Another cocktail worth having: The Toronto, featuring Frenet Branca (in Forbes by my friend, chef Elizabeth Karmel).
One of the best reads of the week! Travel back to 1962, the Jack and Jackie White House, and many cultural heroes in Diana Trilling’s New Yorker essay about a special dinner for Nobel laureates.
How do they harvest oranges in Valencia—ingeniuously.
And finally…
I leave you with lovely country tune from country singer Tony Jackson written (and performed by) John Sebastian, of the Lovin’ Spoonful and a pal of ours (his wife took my last head shots) But really this is for the extraordinary vocals of Jackson:
Not new to Michael Ruhlman (read Walk on Water years ago), but relatively new to the newsletter. I love waking up, making my coffee, and blissfully reading the newsletter. I talk about it with friends and family. The mix of travel, entertainment, people, and food is wonderful. It’s a perfect way to kick off the weekend. Thank you!

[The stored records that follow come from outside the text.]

PR #115, opened 2017-07-19
Async tweaks

SimonCropp:


danielmarbach:
@SimonCropp I took the liberty and rebased this since I merged the other changes on the dispatcher before this one. I will merge when green since it is a good step towards faster dispatch. I would even go so far and remove the try catch since having an await just for the log doesn't really add much because the pipeline will log any errors anyway.

PR #130, opened 2017-07-26
Ignore machine name

### LINKED ISSUE #128: Duplicate events published when scaling out subscribers
Affects 1.x releases (for NSB v5).

The ReplyToAddress is given in the form "Endpoint@MachineName". When subscribers are scaled out across multiple machines, Publishers end up with one subscription per machine per subscriber. The publisher publishes one event per subscribing machine, when it should only publish one event per subscribing endpoint. 

Consider using `Address.IgnoreMachineName()` as the Sql transport does.

ahofman:
Ignore machine name when addressing. 
Fixes #128 

Users affected by this issue will need to manually fix any existing subscription stores that have multiple entries for the same endpoint (but with different machine names) - hence this is not necessarily a breaking change, rather some manual patching is required to take advantage of the fix.

### DIFF
--- a/src/NServiceBus.AmazonSQS/Configure/SqsTransport.cs
+++ b/src/NServiceBus.AmazonSQS/Configure/SqsTransport.cs
@@ -15,6 +15,8 @@
 
 		protected override void Configure(BusConfiguration config)
 		{
+            Address.IgnoreMachineName();
+
 			config.EnableFeature<SqsTransportFeature>();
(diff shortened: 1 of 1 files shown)


mauroservienti:
is the file spacing weird due to a mix of tabs and spaces?

ahofman:
Yeah the whitespace in the 1.3 branch is a mess :(

mauroservienti:
no problems 😃 The content looks good 😉

PR #1, opened 2022-02-07
Initialize the repositry with operator-sdk

arjunrn:
This change was produced by:

1. Initializing the repositry with `operator-sdk`.
   ```bash
   operator-sdk init --domain openshift.io --project-name aws-load-balancer-operator \
   --repo github.com/openshift/aws-load-balancer-operator
   ```
2. Creating a custom resource of type `AWSLoadBalancerController`.
   ```bash
   operator-sdk create api --group networking.olm --kind AWSLoadBalancerController \
   --namespaced=false --version v1alpha1
   ```
3. Vendor the dependencies `go mod vendor`.
4. Switch all targets in the _Makefile_ to use the vendored
   dedependencies.
5. Change the operator image to use UBI.


api/v1alpha1/groupversion_info.go
```diff
@@ -0,0 +1,36 @@
...
+package v1alpha1
+
+import (
+	"k8s.io/apimachinery/pkg/runtime/schema"
+	"sigs.k8s.io/controller-runtime/pkg/scheme"
+)
+
+var (
+	// GroupVersion is group version used to register these objects
+	GroupVersion = schema.GroupVersion{Group: "networking.olm.openshift.io", Version: "v1alpha1"}
```
alebedev87, line 29: Doesn't `networking` look too general for this operator? Like it it was part of a bigger networking OLM API.

bundle/tests/scorecard/config.yaml
```diff
@@ -0,0 +1,70 @@
+apiVersion: scorecard.operatorframework.io/v1alpha3
+kind: Configuration
```
alebedev87, line 2: Will we try to use the scorecard tests for this operator?

api/v1alpha1/groupversion_info.go
arjunrn: What do you recommend?

arjunrn: The `IngressController` belongs to the group `config.openshift.io`. My thinking here was the types are part of the `networking` group which is distributed through `olm` on `openshift.io`.

bundle/tests/scorecard/config.yaml
arjunrn: I just committed all the stuff which was generated because I wasn't sure if it would break anything else which is generated later using the `operator-sdk` command. I suppose we can delete these tests.

api/v1alpha1/groupversion_info.go
alebedev87: > What do you recommend?

Hm, good question.
I don't see a lot of examples in `olm.openshift.io` domain, only our ExternalDNS which is `externaldns.olm.openshift.io`. MetalLB Operator is in its own group: `metlalb.io`.

Something like `aws-lb-controller.networking.olm.openshift.io` indeed looks not as redundant as `externaldnses.externaldns.olm.openshift.io`.

I'm just wondering how such a group can be coordinated if tomorrow we add Azure Gateway Ingress Controller, for instance. Will we have to have to upgrade the APIs of all the controllers to a new version (e.g. `v1alpha1` -> `v1beta1`) if just one of them changes?

arjunrn: > Something like aws-lb-controller.networking.olm.openshift.io indeed looks not as redundant as externaldnses.externaldns.olm.openshift.io

That is exactly what it is now. Because the full name will be `awsloadbalancercontroller.networking.olm.openshift.io`. Just the group name is `networking.olm.openshift.io`.

arjunrn: > I'm just wondering how such a group can be coordinated if tomorrow we add Azure Gateway Ingress Controller, for instance. Will we have to have to upgrade the APIs of all the controllers to a new version (e.g. v1alpha1 -> v1beta1) if just one of them changes?

No each one will be upgraded separately.

Makefile
```diff
@@ -0,0 +1,225 @@
...
+# For example, running 'make bundle-build bundle-push catalog-build catalog-push' will build and push both
+# openshift.io/aws-load-balancer-operator-bundle:$VERSION and openshift.io/aws-load-balancer-operator-catalog:$VERSION.
+IMAGE_TAG_BASE ?= openshift.io/aws-load-balancer-operator
+
+# BUNDLE_IMG defines the image:tag used for the bundle.
+# You can use it as an arg. (E.g make bundle-build BUNDLE_IMG=<some-registry>/<project-name-bundle>:<tag>)
+BUNDLE_IMG ?= $(IMAGE_TAG_BASE)-bundle:v$(VERSION)
+
+# Image URL to use all building/pushing image targets
+IMG ?= controller:latest
```
bharath-b-rh, line 39: Would it be better if IMG variable is assigned $(IMAGE_TAG_BASE):v$(VERSION) as image URL?

PR #8, opened 2022-02-21
Initial controller spec generated

thejasn:
Ref: CFE-313


api/v1alpha1/awsloadbalancercontroller_types.go
```diff
@@ -20,22 +20,85 @@ import (
...
 
-	// Foo is an example field of AWSLoadBalancerController. Edit awsloadbalancercontroller_types.go to remove/update
-	Foo string `json:"foo,omitempty"`
+	// SubnetTagging describes how resource tagging will be done by the operator.
+	//
+	// When in "Auto", the operator will detect the subnets where the load balancers
+	// will be provisioned and have the required resource tags on them. Whereas when
+	// set to manual, this responsibility lies on the user.
+	//
+	SubnetTagging SubnetTaggingPolicy `json:"subnetTagging,omitempty"`
```
alebedev87, line 53: `omitempty` implies that this is an optional field, let's add the optional comment markers then.

However don't we want to set a different defaulting strategy for this field?
Let's say we can default to `ManualSubnetTaggingPolicy`. This would make the API definition slightly more approachable for the end users.

api/v1alpha1/awsloadbalancercontroller_types.go
```diff
@@ -20,22 +20,85 @@ import (
...
+	//
+	// +kubebuilder:validation:Optional
+	// +optional
+	IngressClass string `json:"ingressClass,omitempty"`
+
+	// Config specifies further customization options for the controller's deployment spec.
+	//
+	// +kubebuilder:validation:Optional
+	// +optional
+	Config AWSLoadBalancerDeploymentConfig `json:"config,omitempty"`
```
alebedev87, line 76:
```suggestion
	Config *AWSLoadBalancerDeploymentConfig `json:"config,omitempty"`
```
To not encode empty `AWSLoadBalancerDeploymentConfig` structure.

api/v1alpha1/awsloadbalancercontroller_types.go
```diff
@@ -20,22 +20,85 @@ import (
...
+	//
+	// This value is required so that this controller can function as expected
+	// in parallel to openshift-router.
+	//
+	// +kubebuilder:validation:Optional
+	// +optional
+	AdditionalResourceTags map[string]string `json:"additionalResourceTags,omitempty"`
+
+	// IngressClass specifies the Ingress class which the controller will reconcile.
+	// This will default to "alb".
```
alebedev87, line 66: I don't see the corresponding comment marker about this defaulting.

api/v1alpha1/awsloadbalancercontroller_types.go
arjunrn, line 53: This should default to `Auto`.

api/v1alpha1/awsloadbalancercontroller_types.go
```diff
@@ -20,22 +20,85 @@ import (
...
+	EnabledAddons []AWSAddon `json:"enabledAddons,omitempty"` // indicates which AWS addons should be disabled.
+
 }
 
-// AWSLoadBalancerControllerStatus defines the observed state of AWSLoadBalancerController
+type AWSLoadBalancerDeploymentConfig struct {
+
+	// +kubebuilder:validation:Optional
+	// +optional
+	Replicas int `json:"replicas,omitempty"`
```
alebedev87, line 91: So, it will be literally not possible to set `replicas` to `0` as it's the default value that will be omitted.

Also, not a big deal but since `AWSLoadBalancerControllerStatus.ObservedGeneration` is set to `int64`, I propose to set to a concrete `int` type this field too: `int32`. This would be more in the way of the API guidelines.

api/v1alpha1/awsloadbalancercontroller_types.go
```diff
@@ -20,22 +20,85 @@ import (
...
+}
+
+// AWSLoadBalancerControllerStatus defines the observed state of AWSLoadBalancerController.
 type AWSLoadBalancerControllerStatus struct {
-	// INSERT ADDITIONAL STATUS FIELD - define observed state of cluster
-	// Important: Run "make" to regenerate code after modifying this file
+	// Conditions is a list of operator-specific conditions
+	// and their status.
+	Conditions []metav1.Condition `json:"conditions,omitempty"`
```
alebedev87, line 98: Just to be consistent, let's add optional comment markers for `Conditions` and `ObservedGeneration`.

api/v1alpha1/awsloadbalancercontroller_types.go
thejasn: Added a default value to replicas as 2 and fixed data type.

api/v1alpha1/awsloadbalancercontroller_types.go
thejasn: fixed

api/v1alpha1/awsloadbalancercontroller_types.go
thejasn: fixed

api/v1alpha1/awsloadbalancercontroller_types.go
thejasn: Added

api/v1alpha1/awsloadbalancercontroller_types.go
thejasn: Added

thejasn: Added

api/v1alpha1/awsloadbalancercontroller_types.go
alebedev87: Cosmetic comment.
Sometimes we use `+optional` marker, sometimes both `+kubebuilder:validation:Optional` and `+optional`.
Still not quite sure whether we need to have both markers but just to keep things consistent: would you mind to align all the markers, @thejasn?

alebedev87: Asked the question in kubebuilder channel of Kubernetes Slack. Both markers have the same effect in kubebuilder. `+kubebuilder:validation` seems to be kubebuilder specific while `+optional` is defined in [Kube API conventions](https://github.com/kubernetes/community/blob/master/contributors/devel/sig-architecture/api-conventions.md). So if the API is expected to be used by other code generators ([example](https://github.com/kubernetes/code-generator)): better to keep both markers. If only kubebuilder is expected to be used: `+kubebuilder:validation` is enough.

arjunrn: I just realized after approving this PR that the markers are not really needed because the struct is not marked as required. So I've removed them [here](https://github.com/openshift/aws-load-balancer-operator/pull/9).

PR #9, opened 2022-02-23
Remove redundant Optional markers

arjunrn:
The optional markers are only required if the parent is marked as required.


alebedev87:
I saw that the default mode was changing in the past from required to optional. I think that it is a common convention to be precise about each field, Kube API conventions around [optional vs required](https://github.com/kubernetes/community/blob/master/contributors/devel/sig-architecture/api-conventions.md#optional-vs-required) state that optional fields have to have `+optional` marker.

arjunrn:
@alebedev87 Yes, considering the Kube API conventions we should probably keep them.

Two comments: First, after reading your last newsletter, I placed a request for my public library to purchase Fly Girl, and they did! I'm first on the list of holds. (In the meantime, I read Kitchen Yarns and loved it.) Your perception of Bennett's review, which can be read now at nytimes.com. matches mine. Second, you are the only other person I know who makes tomato sauce in cast iron. People are taken aback when I tell them it's possible. Thanks for providing photographic evidence!